I saw that the girl was gotten below as quickly as possible, and
she took Nobs with her--poor Nobs had nearly barked his head off;
and I think, too, that for the first time since his littlest
puppyhood he had known fear; nor can I blame him. After the girl
I sent Bradley and most of the Allies and then the Germans who
were on deck--von Schoenvorts being still in irons below.

The creatures were approaching perilously close before I dropped
through the hatchway and slammed down the cover. Then I went
into the tower and ordered full speed ahead, hoping to distance
the fearsome things; but it was useless. Not only could any of
them easily outdistance the U-33, but the further upstream we
progressed the greater the number of our besiegers, until fearful
of navigating a strange river at high speed, I gave orders to
reduce and moved slowly and majestically through the plunging,
hissing mass. I was mighty glad that our entrance into the
interior of Caprona had been inside a submarine rather than in
any other form of vessel. I could readily understand how it
might have been that Caprona had been invaded in the past by
venturesome navigators without word of it ever reaching the
outside world, for I can assure you that only by submarine could
man pass up that great sluggish river, alive.

We proceeded up the river for some forty miles before darkness
overtook us.
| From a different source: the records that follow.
PR #469, opened 2018-11-07
Improve h2d.Interactive collision with shape.

Yanrishatum:
* Ignore width/height if `shape` is set.
* Add invDet cache to h2d.Interactive
* Simplify `eventToLocal`
* Disable `isEllipse` for shapes.
* Some documentation.
* Visibility check was relocated before collision check.

### DIFF
--- a/h2d/Scene.hx
+++ b/h2d/Scene.hx
@@ -252,31 +252,6 @@ class Scene extends Layers implements h3d.IDrawable implements hxd.SceneEvents.I
 			var i = interactive[idx];
 			if( i == null ) break;
 
-			var dx = rx - i.absX;
-			var dy = ry - i.absY;
-
-			var w1 = i.width * i.matA;
-			var h1 = i.width * i.matC;
-			var ky = h1 * dx + w1 * dy;
-
-			// up line
-			if( ky < 0 )
-				continue;
-
-			var w2 = i.height * i.matB;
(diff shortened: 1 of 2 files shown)


h2d/Scene.hx
```diff
@@ -289,13 +264,48 @@ class Scene extends Layers implements h3d.IDrawable implements hxd.SceneEvents.I
 			}
 			if( !visible ) continue;
```
ncannasse: I would like to keep width/height testing before visibility testing, in case there are many Interactive within deep hierarchies.

Yanrishatum: And for case of shape interactive? Should it check for visibility before or after shape collision check?

Yanrishatum:
Oh, and another thing. Maybe `getBounds` should actually get shape bounds if it's present instead of `width` / `height` ?

h2d/Scene.hx
ncannasse: I guess we should be uniform here and check after in all cases

ncannasse:
Regarding getBounds it's a bit tricky.
setting backgroundColor will not work with shape (would require to be able to draw that shape)
and for "forSize", it's only when the interactive is inside a Flow, and usually you have an additional graphics that goes with it.

ncannasse:
Thanks!

PR #475, opened 2018-11-14
HtmlText: improved "htmlToText" function

Klug76:
HtmlText: improved "htmlToText" function:
1. Added option "condenseWhite" like in flash::TextField.
2. Repeated erroneous replacement of html entities is removed (they are already replaced in Xml.parse)

### DIFF
--- a/h2d/HtmlText.hx
+++ b/h2d/HtmlText.hx
@@ -4,6 +4,8 @@ import h2d.Text;
 
 class HtmlText extends Text {
 
+	public var condenseWhite(default,set) : Bool = true;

I was afraid to submerge and lie on the bottom
overnight for fear that the mud might be deep enough to hold us,
and as we could not hold with the anchor, I ran in close to
shore, and in a brief interim of attack from the reptiles we made
fast to a large tree. We also dipped up some of the river water
and found it, though quite warm, a little sweeter than before.
We had food enough, and with the water we were all quite
refreshed; but we missed fresh meat. It had been weeks, now,
since we had tasted it, and the sight of the reptiles gave me
an idea--that a steak or two from one of them might not be
bad eating. So I went on deck with a rifle, twenty of which were
aboard the U-33. At sight of me a huge thing charged and climbed
to the deck. I retreated to the top of the conning-tower, and
when it had raised its mighty bulk to the level of the little deck
on which I stood, I let it have a bullet right between the eyes.
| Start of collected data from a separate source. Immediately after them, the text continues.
PR #476, opened 2018-11-17
Robust interface to add Converts.

Yanrishatum:
Right now, there's basically no robust way to add Convert to the FileSystem to be executed at compile-time. This PR aims to introduce robust and easy to understand way to do so.
I used same approach as with `hxd.res.Config.extensions` - as in, provide the Convert class.

### DIFF
--- a/hxd/fs/Convert.hx
+++ b/hxd/fs/Convert.hx
@@ -2,6 +2,12 @@ package hxd.fs;
 
 class Convert {
 
+	/**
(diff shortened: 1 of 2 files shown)


ncannasse:
I think this require a bit more thinking.  We are using LocalFileSystem when doing hxd.Res.initEmbed and it runs in macro mode, so we cannot call macros from it.

Yanrishatum:
Should be fixed now.

ncannasse:
Thanks

PR #479, opened 2018-11-19
Add support for format-tiled library.

### LINKED ISSUE #478: Tiled format support out of date
Hello, I'm chekcing out some parts of the lib and am noticing the Tiled support is a bit out of date.
I guess that because CDB is starting to become something pretty interesting and gathers leverage here, I suppose Tiled won't be supported as well as before.

So the helper class lags behind the current version of the file structure (notably lacks stuff like group layers, tile collisions, etc...)

Should it be kept, even though it lags behind features, should it be deprecated, should it be moved to a small helper library?

(I'm also wondering how to properly make the class evolve. I have my own implementation based on the .json format that does a bit more than the library's class (like generating a collision mesh), but it's probably a bit too specialized?)

Have a nice day.

Yanrishatum:
Current `hxd.res.TiledMap` is quite basic, and there is already pretty extensive library that provides good support for Tiled. This PR adds support for [format-tiled](https://github.com/Yanrishatum/haxe-format-tiled) library with preserving legacy parser if no library present. 
Heaps-specific implementation:
* Expects up-to-date library (2.0.0+)
* Automatic resolving of TSX references.
* Automatic loading of tileset textures (both regular texture.
* Optionally can apply tile type templates if provided with.

Logical second iteration would be a class that deals with layer rendering, but it requires a lot of work, and I'm not sure I would ever take on this task. :) 

Resolves #478

### DIFF
--- a/hxd/res/TiledMap.hx
+++ b/hxd/res/TiledMap.hx
@@ -1,4 +1,98 @@
 package hxd.res;
+
+#if (format_tiled >= "2.0.0")
+
+import format.tmx.Data;
+import format.tmx.Reader;
+using format.tmx.Tools;
+
+typedef TiledMapData = {
+	var tmx : TmxMap;
+	/** Optional list of loaded tilesets when loading map with `loadTilesets = true`. **/
+	var tilesets : Array<TiledMapTileset>;
+}
+
+typedef TiledMapTileset = {
+	var tileset : TmxTileset;
+	/**
+		List of all tiles in the tileset.
+		Note that they are not guaranteed to share the same texture, if tileset is an image set.
+	**/
+	var tiles : Array<h2d.Tile>;
+}
+
+class TiledMap extends Resource {
+
+	var reader : Reader;
+
+	/**
+		Parses TMX file and optionally resolves TSX references and loads tileset images. objectTypes can be provided to add their properties to objects.
+	**/
+	public function toMap(resolveTsx = true, loadTilesets = true, ?objectTypes:Map<String, TmxObjectTypeTemplate>) : TiledMapData {
+		
+		reader = new Reader();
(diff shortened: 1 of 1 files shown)


Yanrishatum:
Moving it to `hxd.fmt` is not an option, because otherwise I'll have to maintain two versions of the library, and I won't do that. And I'm not fond of moving it to general `format` due to irregularity of library updates, and even if I'd introduce it to main library, it would take a while to get in haxelib. Additionally, then people will start to get errors about lack of `tmx` package just because their library is older. Lastly, maintaining it would be less convenient. 
I see it more like optional dependency, akin to hxbit or castledb (and I, for example, use neither)

ncannasse:
If the Heaps support depends quite strongly on format-tiled changes, then maybe you should add it there as well ? We would then have only a stub in Heaps redirecting to your implementation. Not sure if it's the best, I don't have a strong opinion about how to organize things here as they are multiple dependent layers.

Yanrishatum:
It doesn't depend on the changes that much, I just targeted the 2.0.0+ version, since it got multiple breaking changes compared to 1.X.X. (Mainly to improve reader usability, and custom parameters support)
I prefer to avoid doing breaking changes, and PR should be compatible with all 2.X.X versions that will follow. I don't see the point of making stubs either, because `#if` specifically checks for compatible version. (Or I misunderstood what you meant by doing a stub)
To be perfectly honest, I don't really care if that PR going to be accepted or not, I just noticed very poor and outdated support for Tiled and added optional capability to use library specialized on processing Tiled files as well as add Heaps-specific processing of image data, described above. (If rejected, I'll just relocate it to my "too complex for Heaps" library :) )

Yanrishatum:
Closing this in favor of my Heeps extension library.

Issue #482, opened 2018-11-23
HL touch handling


josuigoa:
I'm facing some issues with the recent changes of HashLink/SDL touches.

When I touch the screen, SDL fires two events: MouseDown and TouchDown. And from those events Heaps creates two EPush events that don't make any difference.

This should be handled by the user or would Heaps return a single event?

ncannasse:
It should return a single event

josuigoa:
A fix that comes to my mind is to ignore mouse events `if (Sys.systemName() == 'Android')` in the haxe side, but it doesn't seem very elegant to me. Maybe there is a more convenient way to do it in SDL? What do you think?

ncannasse:
in `hxd/Window.flash.hx`, we did use `hxd.System.getValue(IsMobile)`  but it's not yet implemented correctly in `System.hl.hx`, so I guess you could submit a PR for both fixes.

ncannasse:
Close by #485

PR #485, opened 2018-11-27
touch events in HL

josuigoa:
related to #482


ncannasse:
I think this might require some caching in order to avoid calling Sys.systemName for each event processed.

ncannasse:
Thanks !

The thing stopped then and looked at me a moment as much as to
say: "Why this thing has a stinger! I must be careful." And then
it reached out its long neck and opened its mighty jaws and grabbed
for me; but I wasn't there. I had tumbled backward into the tower,
and I mighty near killed myself doing it. When I glanced up, that
little head on the end of its long neck was coming straight down on
top of me, and once more I tumbled into greater safety, sprawling
upon the floor of the centrale.

Olson was looking up, and seeing what was poking about in the
tower, ran for an ax; nor did he hesitate a moment when he
returned with one, but sprang up the ladder and commenced
chopping away at that hideous face. The thing didn't have
sufficient brainpan to entertain more than a single idea at once.
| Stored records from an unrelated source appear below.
PR #488, opened 2018-11-29
Keep ParticleGroup getFields to not break on dce

lbergman:


lbergman:
Closing since fix should not be needed in Haxe 4-rc.1

PR #490, opened 2018-11-30
WIP: Fix delayed position update for non relative particles

lbergman:
Fixes https://github.com/HeapsIO/heaps/issues/489

### DIFF
--- a/h2d/Particles.hx
+++ b/h2d/Particles.hx
@@ -80,6 +80,9 @@ private class Particle extends h2d.SpriteBatch.BatchElement {
 				visible = true;
 			else {
 				visible = false;
+				if(!group.isRelative) {
+					group.init(this);
+				}
 				return true;
 			}
 		}


Yanrishatum:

Though chopped and hacked, and with a bullethole between its
eyes, it still persisted madly in its attempt to get inside the
tower and devour Olson, though its body was many times the
diameter of the hatch; nor did it cease its efforts until after
Olson had succeeded in decapitating it. Then the two men went on
deck through the main hatch, and while one kept watch, the other
cut a hind quarter off Plesiosaurus Olsoni, as Bradley dubbed
the thing. Meantime Olson cut off the long neck, saying that it
would make fine soup. By the time we had cleared away the blood
and refuse in the tower, the cook had juicy steaks and a steaming
broth upon the electric stove, and the aroma arising from P. Olsoni
filled us an with a hitherto unfelt admiration for him and all his kind.